All the partners at Langholm, including the RSPB, agreed that shooting could not restart because the grouse population was not high enough to sustain it – we would have been shooting into the grouse ‘breeding stock’ population.
This low population was apparently the result of high levels of predation, with 78% of grouse found dead showing signs of being killed by raptors. The project’s scientists had modelled this unsustainable harvest, and there was historical evidence that such a grouse population could not sustain shooting from the early 1990s (see the falling line on page 19) when shooting at Langholm had to be suspended.
2) Heather burning
The partners at Langholm, including the RSPB, supported heather burning and reported on its ability to help restore habitat in 2014 here (p15, 16, 28, 36, 43, 44).
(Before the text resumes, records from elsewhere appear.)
PR #1066, opened 2026-09-05
test(js-watcher): add coverage for instrumentation sync

MeloveGupta:
## What changed

I have added a new file ```test_instrumentation_sync.py```. This is the second and last PR for the watcher test coverage, ```instrumentation_sync.py``` was the third untested module after ```main.py``` and ```repository_manager.py``` in #1049 .

The tests cover the branching in ```sync()```, so a package that isn't in the registry yet gets saved, one that is gets skipped, and the three ways a package can end up in ```failed``` (parser throws, parser returns None, or there's no version in the parsed data). Also covers that bundle membership and component owners get loaded once and not once per package, and that they get passed through to each ```PackageParser```.

## Why

Part of #990 

One of the acceptance criteria there is test coverage on the watcher orchestration. With this the three untested modules are done, ```instrumentation_sync.py``` goes from 22% to 100% and the watcher goes from 75% to 89%.

## How it was tested

I ran ```uv run pytest tests/ --cov=js_instrumentation_watcher --cov-report=term-missing``` from ```ecosystem-automation/js-instrumentation-watcher```

Screenshot from 2026-09-05 22-00-06

I also ran ```uv run pytest ecosystem-automation -q``` for the whole Python suite too, 935 passed.

Screenshot from 2026-09-05 22-02-50

## Is this a breaking change?

No

## Special notes for your reviewer

NA

## Checklist

- [x] Tests added or updated for new behavior
- [x] Screenshots attached for any UI changes
- [x] I wrote this PR description myself (AI tools must not check this box on behalf of the author)

Issue #990, opened 2026-08-19
[JS Instrumentation] Wire the registry into explorer-db-builder and the frontend (continuing #9)


MeloveGupta:
### Component / area

JavaScript instrumentation ecosystem - js-instrumentation-watcher, explorer-db-builder, frontend

### Problem this solves

The JS instrumentation watcher (#9 , #577 ) runs nightly and tracks 48 packages in ecosystem-registry/javascript/, but that data never reaches a user. explorer-db-builder's --ecosystem flag only knows javaagent | configuration | collector, and the frontend has no javascript/ feature, API layer, or route. Data is collected in production every night and goes nowhere.

### Proposed solution

Opening this as its own issue since #9 thread has gone quiet since May, but this is meant as a direct continuation of it, not a separate effort.

Closing the loop first: you'd asked for a deeper pass on telemetry data coverage across the READMEs before deciding next steps. I did that in May and never posted it back, sorry for the delay.

| Coverage level | Count | Example |
|---|---|---|
| Structured table (parseable) | 1/47 | aws-sdk |
| Structured headings, inconsistent format | 7/47 | cassandra-driver, kafkajs, pg, others |
| Prose only, not parseable | 39/47 | most packages |

(Counts are from the May audit, projects/9-javascript-instrumentation/02-telemetry-coverage.md - the registry's grown to 48 packages since, so today's total is one higher than the /47 above.)
Bottom line: telemetry data isn't reliably extractable from upstream today without either fragile README parsing or upstream adoption of structured metadata files, which lines up with what you mentioned about maybe proposing metadata.yaml files to js-contrib down the line.

Given that, my rough take is telemetry parity shouldn't block getting JS onto the Explorer at all. I'd like to work on closing the registry-to-frontend gap, roughly in this shape, though I'm open to a different breakdown if you see it differently:

- Watcher hardening - instrumentation_sync.py, repository_manager.py, and main.py are currently the only untested parts of the watcher.
- README extraction into content-addressed storage, the same pattern used for collector's READMEs (#775  /#785 /#819 ), so packages can get a rendered README.
- A JS-specific path through explorer-db-builder and a browse/detail feature on the frontend, following the same pattern collector and java-agent already use rather than a shared abstraction. I can shape the schema around whatever comes out of the Phase 2 schema-design work too.

[...]

PR #1097, opened 2026-09-11
test(js-watcher): cover remaining package_parser branches

MeloveGupta:
## What changed

I have added 9 tests to the existing ```test_package_parser.py```. ```package_parser.py``` already had tests but it still had 23 uncovered statements.

Most of it is the ```.tav.yml``` parsing. The main gap was "Structure 2", where a package maps to a dict with a jobs key instead of a list. That branch runs every night and had nothing on it, it's what produces the exclude and mode fields that are already in the registry for aws-sdk, ioredis, knex, mongodb, mysql2, redis and tedious. The exclude field wasn't covered either. The rest are the failure paths, malformed ```.tav.yml```, unreadable files, yaml that isn't a mapping, and READMEs with no Supported Versions section.

## Why

Part of #990 

I said in #1066 that was the last one for watcher coverage. I meant the three untested modules and those are done, but ```package_parser.py``` was still sitting at 76% so the watcher wasn't actually finished. This takes ```package_parser.py``` from 76% to 100% and the watcher from 89% to 98%.

## How it was tested

I ran `uv run pytest tests/ --cov=js_instrumentation_watcher --cov-report=term-missing` from ecosystem-automation/js-instrumentation-watcher

Screenshot from 2026-09-11 17-18-40

I also ran `uv run pytest ecosystem-automation -q` for the whole Python suite too...

## Is this a breaking change?

No

NA

## Checklist

### DIFF
--- a/ecosystem-automation/js-instrumentation-watcher/tests/test_package_parser.py
+++ b/ecosystem-automation/js-instrumentation-watcher/tests/test_package_parser.py
@@ -249,3 +249,256 @@ def test_not_in_bundle_when_absent(tmp_package):
 
     assert result is not None
     assert result["in_auto_instrumentations_node"] is False
+
+
+def test_supported_versions_empty_when_readme_has_no_section(tmp_package):
+    write_package_json(
+        tmp_package,
+        {
+            "name": "@opentelemetry/instrumentation-express",
+            "version": "0.66.0",
+            "description": "test",
+        },
+    )
+    # A README with no "Supported Versions" heading at all - 39/47 packages
+    # in the May audit were prose-only like this.
+    (tmp_package / "README.md").write_text("# Express Instrumentation\n\nSome prose.\n")
+
+    parser = PackageParser(
+        package_path=tmp_package,
+        bundle_membership=set(),
+        component_owners={},
+    )
+    result = parser.parse()
+
+    assert result is not None
+    assert result["supported_versions"] == []
+
+
+def test_supported_versions_empty_when_readme_unreadable(tmp_package):
+    write_package_json(
+        tmp_package,
+        {
+            "name": "@opentelemetry/instrumentation-express",
+            "version": "0.66.0",
+            "description": "test",
+        },
+    )
+    # A directory named README.md passes exists() but raises IsADirectoryError
+    # (an OSError) on read. The package must still parse rather than be dropped.
+    (tmp_package / "README.md").mkdir()
+
+    parser = PackageParser(
+        package_path=tmp_package,
+        bundle_membership=set(),
+        component_owners={},
+    )
+    result = parser.parse()
+
+    assert result is not None
+    assert result["supported_versions"] == []
+
+
+def test_tav_entry_includes_exclude(tmp_package):
+    write_package_json(
+        tmp_package,
+        {
+            "name": "@opentelemetry/instrumentation-aws-sdk",
+            "version": "0.77.0",
+            "description": "test",
+        },
+    )
+    tav = textwrap.dedent("""
+        "@aws-sdk/client-s3":
+          - versions:
+              include: "^3.6.1"
+              exclude: "3.529.0 || >=3.363.0 <=3.377.0"
+              mode: max-7
+            commands: npm test
+    """)
+    (tmp_package / ".tav.yml").write_text(tav)
+
+    parser = PackageParser(
+        package_path=tmp_package,
+        bundle_membership=set(),
+        component_owners={},
+    )
+    result = parser.parse()
+
+    assert result is not None
+    assert result["tested_versions"][0]["exclude"] == "3.529.0 || >=3.363.0 <=3.377.0"
+    assert result["tested_versions"][0]["mode"] == "max-7"
+
+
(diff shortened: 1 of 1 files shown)


ecosystem-automation/js-instrumentation-watcher/tests/test_package_parser.py
```diff
@@ -249,3 +249,256 @@ def test_not_in_bundle_when_absent(tmp_package):
...
+        package_path=tmp_package,
+        bundle_membership=set(),
+        component_owners={},
+    )
+    result = parser.parse()
+
+    assert result is not None
+    assert len(result["tested_versions"]) == 2
+    ranges = [entry["range"] for entry in result["tested_versions"]]
+    assert ranges == sorted(ranges)
```
jaydeluca, line 405: This assertion can't fail. The fixture lists `^3.587.0` before `^3.600.0`, which is already sorted order, so it passes even if `_parse_tav_yml` did no sorting at all:

```
fixture YAML order: ['^3.587.0', '^3.600.0']
sorted():           ['^3.587.0', '^3.600.0']
assertion passes even with NO sorting: True
```

Either flip the two jobs in the fixture so the YAML order is genuinely unsorted, or just drop the assertion — `test_tested_versions_sorted_deterministically` above already covers sorting non-vacuously, with an out-of-order fixture and a comment saying so.

The rest of this test (two entries parsed from a top-level `jobs` list, `exclude` present on the first) is the valuable part and is correct — this is only about the one line.

jaydeluca (commented):
Following the "validate against real upstream, not only fixtures" rule, I pulled all 31 `.tav.yml`
files from `opentelemetry-js-contrib@main` and classified every package-config shape against the
branches the parser has:

| Shape                             | Upstream occurrences | Covered by                                      |
|-----------------------------------|----------------------|-------------------------------------------------|
| list → `versions` mapping         | 47                   | pre-existing tests                              |
| dict → flat `versions` mapping    | 12                   | **new** `test_tav_flat_versions_on_dict_config` |
| dict → `jobs`                     | 6                    | **new** `test_tav_top_level_jobs_key`           |
| `versions:` as a plain **string** | 4                    | **nothing — silently dropped**                  |
| list → `jobs`                     | 0                    | **new** `test_tav_jobs_key_inside_list_entry`   |

That fourth row is the interesting one, and it's why I'd say the watcher still isn't quite finished
even at 100%.

### 1. `.tav.yml` `versions:` string shorthand is silently dropped (pre-existing, not from this PR)

`tav` accepts `versions` as either a mapping or a bare semver string. Both guards in
`_parse_tav_yml` are `isinstance(versions, dict) and versions` (`package_parser.py:228` and `:249`),
so the string form falls through with no log line and no entry. Four entries across three packages
upstream use it today, and the loss is visible in the committed registry:

| Package | Upstream | Registry today | Lost |
|---|---|---|---|
| `instrumentation-oracledb` | `versions: "6.7.0"`, `versions: ">=6.10.0 <8"` | `tested_versions: []` | **everything** |
| `instrumentation-socket.io` | 3 entries, one is `versions: "^3.1.2"` | 2 entries | `^3.1.2` |
| `instrumentation-nestjs-core` | 7 entries, one is `versions: "6.11.11"` | 5 entries | `6.11.11` |

(`nestjs-core` is also missing `>=12.0.0 <13`, but that's ordinary version lag — the snapshot is
0.68.0 and upstream added NestJS 12 later. Not a bug.)

Running the parser directly on the real upstream oracledb file:

```
tested_versions from REAL upstream oracledb .tav.yml: []
```

Nothing in the code or tests asserts this is deliberate, and `_build_tav_entry`'s docstring
describes `versions` only as a dict, so it reads as an unhandled shape. One extra branch feeding the
existing builder would cover it:

```python
if isinstance(versions, str) and versions:
    results.append({"package": pkg_name, "range": versions, "source": ".tav.yml"})
```

MeloveGupta:
@jaydeluca Sorry for the late reply on this, and thanks for going through all 31. I ran the same check on my end and got the same 47/12/6/4.

Youre right about the sort assertion. I pulled the sorting out of `_parse_tav_yml` completely and my line still passed, only `test_tested_versions_sorted_deterministically` failed. So I removed it out...

The jobs test comment said that shape is behind the exclude data for 7 packages, it's actually just aws-sdk and knex. The no-heading README test said 39/47, which was the telemetry audit number, it's really 5. And I added a note on the list -> jobs test that nothing upstream uses it.

The string shorthand I'm opening as a separate PR so this one stays test only, will link it here. I also ran old vs new parser on all 31 upstream files, 28 come out the same and the other 3 get exactly the 4 entries from your table.

One question on that I had was: right now sync skips versions already in the registry, so the oracledb, socket.io and nestjs-core files already committed won't get fixed until those packages release again. So what do you say? Do we leave it at it, or should I add a backfill mode to the JS watcher like collector and configuration have?

Also tried your check on the README side and it has the same problem. 10 packages have a Supported Versions heading but the regex misses the format, aws-sdk, tedious and langchain lose real ranges. I can pick that up as a follow up if you think it's worth it...

PR #866, opened 2025-06-08
Tick block entities

Piet06:
## Description

Block entities should be ticked at the end of every tick.

There was an old comment about this causing a deadlock when done at the beginning of the tick,
when testing this change i did not encounter any deadlocks.

Currently piston are the only block entities that tick and they work a lot better with this change, but still have some issues.

I also removed two annoying dbg! statements from the piston implementation, that messed up the console log.

## Testing

Passed all tests

### DIFF
--- a/pumpkin/src/block/blocks/piston/mod.rs
+++ b/pumpkin/src/block/blocks/piston/mod.rs
@@ -50,13 +50,7 @@ impl<'a> PistonHandler<'a> {
         self.moved_blocks.clear();
         self.broken_blocks.clear();
         let (block, block_state) = self.world.get_block_and_block_state(&self.pos_to).await;
-        dbg!(PistonBlock::is_movable(
-            &block,
-            &block_state,
-            self.motion_direction,
-            false,
-            self.piston_direction,
-        ));
+
         if !PistonBlock::is_movable(
             &block,
             &block_state,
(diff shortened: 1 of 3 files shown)


Snowiiii:
this still dead locks and causes chunks to load very slow, tbh the current tick_blocks function is really not optimal and there will be more changes needed

Piet06:
I think the deadlock happens because the chunk loading has a mutable reference into the chunk dashmap,
when we are creating the iterator in the tick_block_entities funtion, see [this](https://docs.rs/dashmap/6.1.0/dashmap/struct.DashMap.html#method.iter).

To do this properly we should store a list of block entity that should be ticked in the level.
That would give us the correct block entity update order, allow us to not have to tick 
block entities that don't have a tick function and also eliminate the deadlock.

Snowiiii:
> I think the deadlock happens because the chunk loading has a mutable reference into the chunk dashmap, when we are creating the iterator in the tick_block_entities funtion, see [this](https://docs.rs/dashmap/6.1.0/dashmap/struct.DashMap.html#method.iter).
> 
> To do this properly we should store a list of block entity that should be ticked in the level. That would give us the correct block entity update order, allow us to not have to tick block entities that don't have a tick function and also eliminate the deadlock.

We should also consider to somehow implement random ticks for blocks, Storing them separately would seem like a waste of memory

Issue #815, opened 2025-05-16
When logging in, selected slot is not sent.


teknostom:
### I've searched existing issues and couldn't find a duplicate.

- [x] I confirm this is not a duplicate.

### Operating System

Windows/wsl

### Server Software Version/Commit

latest

### What happened?

When joining, the client assumes the first item slot. If the stored slot is not the first, then there is a discrepancy, and when you try to use it, it will not work. Example: https://github.com/Pumpkin-MC/Pumpkin/pull/811#issuecomment-2884483884

### To Reproduce

Join the server, put an item in the first slot, select a slot other than the first.

When you rejoin, the visually selected and held item should be from the first slot, but that item will not work. If you had an item in the selected when you left, that item will be used instead.

### Expected behavior

The server should send the selected slot on join.

PR #867, opened 2025-06-08
send SetSelectedSlot on player join

Ancient77:
## Description
Fixes: #815:
Send the selected slot from NBT to the client upon joining.

This has to be done since the inventory sync_handler doesn't keep the selected slot in sync.
(At least, that's how I understand it. Maybe @4lve can confirm?)


Snowiiii:
Looks good @Ancient77, but can you solve the conflict

Issue #659, opened 2025-03-24
E0283 while compiling


ZackZhao233:
### I've searched existing issues and couldn't find a duplicate.

- [x] I confirm this is not a duplicate.

### Operating System

Windows 11 Pro 24H2

### Server Software Version/Commit

failed to compile

### What happened?

while executing cargo run --release, an error occurs

error[E0283]: type annotations needed
    --> pumpkin\src\net\packet\play.rs:1467:69
     |
1467 |         if location.0.y + face.to_offset().y < Self::WORLD_LOWEST_Y.into() {
     |                                              -                      ^^^^
     |                                              |
     |                                              type must be known at this point
     |
     = note: multiple `impl`s satisfying `i32: PartialOrd<_>` found in the following crates: `core`, `deranged`:
             - impl PartialOrd for i32;
             - impl<MIN, MAX> PartialOrd<deranged::RangedI32<MIN, MAX>> for i32
               where the constant `MIN` has type `i32`, the constant `MAX` has type `i32`;
help: try using a fully qualified path to specify the expected types
     |
1467 |         if location.0.y + face.to_offset().y < <i8 as Into<T>>::into(Self::WORLD_LOWEST_Y) {
     |                                                ++++++++++++++++++++++                    ~

error[E0283]: type annotations needed
    --> pumpkin\src\net\packet\play.rs:1472:67
     |
1472 |         if location.0.y + face.to_offset().y >= Self::WORLD_MAX_Y.into() {
     |                                              --                   ^^^^
     |                                              |
     |                                              type must be known at this point
     |
     = note: multiple `impl`s satisfying `i32: PartialOrd<_>` found in the following crates: `core`, `deranged`:
             - impl PartialOrd for i32;
             - impl<MIN, MAX> PartialOrd<deranged::RangedI32<MIN, MAX>> for i32
               where the constant `MIN` has type `i32`, the constant `MAX` has type `i32`;
help: try using a fully qualified path to specify the expected types
     |
1472 |         if location.0.y + face.to_offset().y >= <u16 as Into<T>>::into(Self::WORLD_MAX_Y) {
     |                                                 +++++++++++++++++++++++                 ~

For more information about this error, try `rustc --explain E0283`.
error: could not compile `pumpkin` (lib) due to 2 previous errors

### To Reproduce

git clone https://github.com/Pumpkin-MC/Pumpkin.git
cd Pumpkin
cargo run --release

### Expected behavior

compile successfully

[...]

PR #883, opened 2025-06-10
max_distance tweak

ioterw:
## Description
For some reason, if I add one of libraries, I am testing out right now into pumpkin, I get E0283 error in only one specific file across the whole project. To be honest, I am not sure why it is happening, and only in one place, but I made a fix that changes nothing during normal Pumpkin build/usage process. Also it is somehow similar to: https://github.com/Pumpkin-MC/Pumpkin/issues/659
Also removed underscore from _min_volume, as it is actually tested to be positive.

## Testing
- checked that types are correct, otherwise nothing to test

### DIFF
--- a/pumpkin/src/command/commands/playsound.rs
+++ b/pumpkin/src/command/commands/playsound.rs
@@ -103,7 +103,7 @@ impl CommandExecutor for Executor {
         };
 
         // Get optional minimum volume (currently unused in implementation)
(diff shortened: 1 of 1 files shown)


ioterw:
```
error: unused import: `super::entity_status::*`
  --> pumpkin-data/src/lib.rs:74:13
   |
74 |     pub use super::entity_status::*;
```
Strange (not from my commit)

Snowiiii:
Thank you @ioterw :sheep:

PR #888, opened 2025-06-11
Fix: Range limit for teleport command.

Adamex2204:
Fix: Enforce /teleport range limits to match Minecraft (-30M to +30M)

### DIFF
--- a/pumpkin/src/command/commands/teleport.rs
+++ b/pumpkin/src/command/commands/teleport.rs
@@ -49,6 +49,14 @@ fn yaw_pitch_facing_position(
     (yaw_degrees as f32, pitch_degrees as f32)
 }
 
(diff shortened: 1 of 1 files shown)


pumpkin/src/command/commands/teleport.rs
```diff
@@ -49,6 +49,14 @@ fn yaw_pitch_facing_position(
     (yaw_degrees as f32, pitch_degrees as f32)
 }
 
+fn dest_in_range(dest: &Vector3<f64>) -> bool {
+    let range = -30_000_000.0..=30_000_000.0;
```
teknostom, line 53: I think this is creating a range on each function call? I think it would be better to have this as constant(s).

PR #889, opened 2025-06-11
Fix: Added range limit for teleport command.

Adamex2204:
Fix: Enforce /teleport range limits to match Minecraft default (-30M to +30M)

### DIFF
--- a/pumpkin/src/command/commands/teleport.rs
+++ b/pumpkin/src/command/commands/teleport.rs
@@ -1,7 +1,6 @@
 use async_trait::async_trait;
 use pumpkin_util::math::vector3::Vector3;
 use pumpkin_util::text::TextComponent;
-use std::ops::RangeInclusive;
 
 use crate::command::CommandError;
 use crate::command::args::ConsumedArgs;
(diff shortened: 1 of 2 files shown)


pumpkin/src/command/commands/teleport.rs
```diff
@@ -49,6 +49,12 @@ fn yaw_pitch_facing_position(
     (yaw_degrees as f32, pitch_degrees as f32)
 }
 
+fn dest_in_range(dest: &Vector3<f64>) -> bool {
+    let range = -30_000_000.0..=30_000_000.0;
```
teknostom: I think this is creating a range on each function call? I think it would be better to have this as constant(s).

Snowiiii:
remove the underscore in `_sender`, this is only used for unused variables

pumpkin/src/command/commands/teleport.rs
```diff
@@ -49,13 +53,17 @@ fn yaw_pitch_facing_position(
     (yaw_degrees as f32, pitch_degrees as f32)
 }
 
+fn dest_in_range(dest: &Vector3<f64>) -> bool {
+    RANGE.contains(&dest.x) && RANGE.contains(&dest.y) && RANGE.contains(&dest.z)
+}
```
Snowiiii: I think instead of this it would be better to create a `is_valid` function in `World` because we will need that in other Commands as well, Also we should check for -20000000...20000000 for Y like vanilla and not 30000000

Snowiiii:
Please fix CI

Snowiiii:
Feel free to reopen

Today, we are disappointed to see that parts of the RSPB are repeating a simplistic position about heather burning and ‘damage’ here. This is despite a recent, very helpful, high-level scientific debate between RSPB scientists (amongst others) and the wider research community (from the UK, the Netherlands, Italy, Portugal, Norway and the USA) agreeing that the evidence does not verify all the claims here.
There remains contradictory evidence about the actual positive or negative impact of burning when longer timescales are taken into account1,2. More research is needed – much of it over the medium to long term.
3) Grouse shooting - the way forward
The RSPB suggests here that there are three options:
1. No change
2. License
3. Ban
We suggest there is a fourth, already under way:
4. Continuous improvement
Grouse moor managers have shown they are prepared to change practices if there are ecological advantages. This has been demonstrated in the eight workshops organised this year by Natural England with moorland managers. On 190 grouse moors, managers have been reversing the damage of grant-aided farming drainage schemes from the 1960s and 70s.
Everyone accepts that we need to test and trial solutions. Langholm is a trial site. These are particularly important where the evidence is not clear (see burning above). This is why Natural England has been asked by Defra to trial its hen harrier recovery plan here.
These trials allow us to find the best balance between environmental outcomes and being able to maintain an economic land use – that is exactly what Natural England’s outcomes approach is designed to do here.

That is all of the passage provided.